Boston.com THIS STORY HAS BEEN FORMATTED FOR EASY PRINTING

VP's role a matter of some debate

Even candidates seem unsure

WASHINGTON - Shortly before John McCain picked Sarah Palin as his running mate, she dismissed speculation that she was under consideration by asking, "What is it exactly that the VP does every day? I'm used to being very productive."

But this week, she said one of the vice president's roles is to be "in charge of the United States Senate," which she said would enable her to "really get in there with the senators and make a lot of good policy change."

The response set off a new round of criticism of the Alaska governor for expanding the description of the job she is seeking. While a vice president can preside over the US Senate, that role is a formality and usually is taken by a senator. The greatest power is to cast tie-breaking votes, something that happens rarely.

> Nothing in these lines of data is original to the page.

PR #2924, opened 2025-10-28
DailyTransport: don't timeout prematurely on join

aconchillo:

Let `daily-python` control the internal retries and timeout instead of randomly timing out.


filipi87 (approved):
LGTM!

PR #2927, opened 2025-10-28
Add RTVIProcessor to foundational example 38b

marcus-daily:


examples/foundational/38b-smart-turn-local.py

Douglas Kriner, an associate professor of political science at Boston University who has studied the vice presidency, said Palin "probably misspoke" when she made her comment. Kriner said it would be a violation of separation of powers if the vice president was in charge of the Senate.

A Palin spokesman, Ben Porritt, explained Palin's choice of words by noting that she was describing the job to a TV interviewer in Denver passing on a child's question. "Governor Palin was responding to a third grader's inquiry and explaining in terms a third grader could understand, that the vice president is also president of the US Senate," Porritt said yesterday.

Democratic vice presidential nominee Joe Biden has also misstated the vice president's role in the Senate. During his Oct. 2 debate with Palin, he said that part of the vice president's job is "to preside over the Senate, only in a time when in fact there's a tie vote. The Constitution is explicit."

In fact, the Constitution does not limit a vice president to presiding over the Senate only in the event of a tie vote.

The comments by the candidates have come as the current occupant of the office, Dick Cheney, has overseen a historic expansion of efforts to increase the power of the executive branch. At the same time, Cheney argued last year that the vice president is not an "entity within the executive branch" by virtue of the role of being president of the Senate.

Palin led some observers to believe she was embracing the Cheney model of the position when she said during the vice presidential debate that the position had open-ended possibilities of power. "Our founding fathers were very wise there in allowing through the Constitution much flexibility there in the office of the vice president," she said.

The Constitution says little about the job other than specifying the tie-breaking role in the Senate and saying that a vice president must be ready to assume presidency. The vice president can, in effect, do as little or as much is desired by the president.

In the span of a few generations, the occupant of the vice president's office has gone from being out of the loop, such as when President Franklin Delano Roosevelt didn't tell Vice President Harry Truman about the development of the atomic bomb, to sometimes being a near equal of the president in terms of influence on national policy.

Cheney has been widely described as playing a leading role in the Bush administration. While Cheney has said the executive branch needs increased power because of the war on terrorism, critics have said Cheney overstepped his office.

Biden has sought to make Cheney's expansion of power an issue in the campaign, saying during his debate with Palin that Cheney was "the most dangerous vice president we've had probably in American history."

McCain said in an interview published in the Washington Times yesterday that the Bush-Cheney administration had abused executive powers, and that he disagreed with Cheney's view that "he's part of both the legislative and executive branch."

Joel K. Goldstein, author of "The Modern American Vice Presidency: The Transformation of a Political Institution," said that Palin is correct to say that there is flexibility in the role. But he said that in the case of Cheney, many people believe the vice president went too far.

Cheney used his knowledge of government to stretch the power of the office to "new dimensions," said Goldstein, a professor at Saint Louis University's School of Law. "I'd be shocked if that ever happens again, because I can't imagine a president delegating that much power to a vice president."